Your objective | Tally the lines below that hold the string "tags", and give only the tally.

*** Opening Supplied material ***

PR #4118, opened 2021-05-14
[ZEPPELIN-5370] Polish pom.xml files

cuspymd:
### What is this PR for?
Polish pom.xml files
- Delete unnecessary tags
- Delete duplicated dependencies 

### What type of PR is it?
[Refactoring]

### What is the Jira issue?
* https://issues.apache.org/jira/browse/ZEPPELIN-5370

* CI

### Questions:

### DIFF
--- a/zeppelin-plugins/pom.xml
+++ b/zeppelin-plugins/pom.xml
@@ -29,7 +29,6 @@
 
     <artifactId>zengine-plugins-parent</artifactId>
     <packaging>pom</packaging>
-    <version>0.10.0-SNAPSHOT</version>
     <name>Zeppelin: Plugins Parent</name>
     <description>Zeppelin Plugins Parent</description>
     <properties>
--- a/zeppelin-plugins/pom.xml
+++ b/zeppelin-plugins/pom.xml
@@ -25,10 +25,8 @@
         <artifactId>zeppelin</artifactId>
         <groupId>org.apache.zeppelin</groupId>
         <version>0.10.0-SNAPSHOT</version>
-        <relativePath>..</relativePath>
     </parent>
 
-    <groupId>org.apache.zeppelin</groupId>
     <artifactId>zengine-plugins-parent</artifactId>
     <packaging>pom</packaging>
     <version>0.10.0-SNAPSHOT</version>
--- a/alluxio/pom.xml
+++ b/alluxio/pom.xml
@@ -29,7 +29,6 @@
 
     <artifactId>zeppelin-alluxio</artifactId>
     <packaging>jar</packaging>
-    <version>0.10.0-SNAPSHOT</version>
     <name>Zeppelin: Alluxio interpreter</name>
 
     <properties>
--- a/alluxio/pom.xml
+++ b/alluxio/pom.xml
@@ -27,7 +27,6 @@
         <relativePath>../zeppelin-interpreter-parent/pom.xml</relativePath>
     </parent>
 
-    <groupId>org.apache.zeppelin</groupId>
     <artifactId>zeppelin-alluxio</artifactId>
     <packaging>jar</packaging>
     <version>0.10.0-SNAPSHOT</version>
@@ -52,12 +51,6 @@
         </dependency>
 
         <!-- TEST -->
-        <dependency>
-            <groupId>junit</groupId>
-            <artifactId>junit</artifactId>
-            <scope>test</scope>
-        </dependency>
-
         <dependency>
             <groupId>org.mockito</groupId>
             <artifactId>mockito-all</artifactId>
--- a/angular/pom.xml
+++ b/angular/pom.xml
@@ -27,7 +27,6 @@
     <relativePath>../zeppelin-interpreter-parent/pom.xml</relativePath>
   </parent>
 
-  <groupId>org.apache.zeppelin</groupId>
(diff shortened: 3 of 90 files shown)


zjffdu:
Seems 2 CI fails @cuspymd

zeppelin-plugins/pom.xml
```diff
@@ -25,10 +25,8 @@
         <artifactId>zeppelin</artifactId>
         <groupId>org.apache.zeppelin</groupId>
         <version>0.10.0-SNAPSHOT</version>
-        <relativePath>..</relativePath>
```
Reamer, line 28: I think `relativePath` should still be used at this point, but it should point to the pom.xml.
```
<relativePath>../pom.xml</relativePath>
```
I know that the parent directory is the default and can be omitted, but sometimes you don't run Maven over the whole project, like in our [tests](https://github.com/apache/zeppelin/blob/97ce203a7fb72fd0300ff84ea5fa8e52f6125ebc/.github/workflows/core.yml#L67), then we should reference the parent project with a relative path.

> However, that would work if the parent project was already installed in our local repository or was in that specific directory structure (parent pom.xml is one directory higher than that of the module's pom.xml).
https://maven.apache.org/guides/introduction/introduction-to-the-pom.html#Project_Inheritance

zeppelin-plugins/pom.xml
```diff
@@ -25,10 +25,8 @@
...
     </parent>
 
-    <groupId>org.apache.zeppelin</groupId>
```
Reamer, line 31: When you clean up the pom files, you should also delete the versions.

>Alternatively, if you want the groupId or the version of your modules to be the same as their parents, you can remove the groupId or the version identity of your module in its POM.
https://maven.apache.org/guides/introduction/introduction-to-the-pom.html#Project_Inheritance

zeppelin-plugins/pom.xml
cuspymd: The default value of the tag `relativePath` is "../pom.xml". Nevertheless, do you think it should be declared explicitly?
> The relative path of the parent <code>pom.xml</code> file within the check out. If not specified, it defaults to <code>../pom.xml</code>.
> https://maven.apache.org/xsd/maven-4.0.0.xsd

zeppelin-plugins/pom.xml
cuspymd: Upon checking, only the version value of "r/pom.xml" is "0.9.0-SNAPSHOT". Can I understand that it is missing from the version update changes?

zeppelin-plugins/pom.xml
Reamer: You are right, I changed my mind because of the good xsd.
Defaults should not be declared, so you should remove this.

zeppelin-plugins/pom.xml
Reamer: The r module is deprecated.
https://github.com/apache/zeppelin/commit/b62c6078d1d6dee30f9e35e10bf7e6d0f1e1ffc5

Reamer: Maybe it's time to remove the module.
https://github.com/Reamer/zeppelin/commit/1298e2619d168647806c09a913a69a5bc8883c8b
@zjffdu what are your thinking?

cuspymd: I have deleted duplicated version tags of sub modules

Reamer (commented):
`zeppelin-interpreter-shaded` is a fixed dependency in [zeppelin-interpreter-parent](https://github.com/apache/zeppelin/blob/df69b18fb2d915b4268304ae769478efd88b619a/zeppelin-interpreter-parent/pom.xml#L37-L41).

EDIT: Forget this comment. I was not able to read the commit history....

Reamer:
@cuspymd Please rebase to current master to fix CI.

cuspymd:
> @cuspymd Please rebase to current master to fix CI.

I have done.

Reamer:
@cuspymd Please rebase to current master to fix CI.

zjffdu:
@cuspymd Could you check the failed spark integration test ?

zjffdu:
ping @cuspymd

zeppelin-plugins/pom.xml
Reamer: PR #4145 deletes the R module.

Reamer: @cuspymd I removed the deprecated r module, please rebase your PR.

cuspymd:
> 
> 
> ping @cuspymd

I fixed it and rebased codes

Reamer:
I am very interested in this PR. @cuspymd Thank you for your work.
Should we also backport this to branch-0.9?

zjffdu:
ping @cuspymd

cuspymd:
> 
> 
> I am very interested in this PR. @cuspymd Thank you for your work.
> Should we also backport this to branch-0.9?

Are there any benefits to backporting it to branch-0.9?
And, at the time of rebase, there were conflicts with the modifications of @zjffdu, 
so it was difficult to merge. Backporting only these fixes would not be easy.

Reamer:
You are right, I have merged this into Master.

*** Closing Supplied material ***

Task result | 2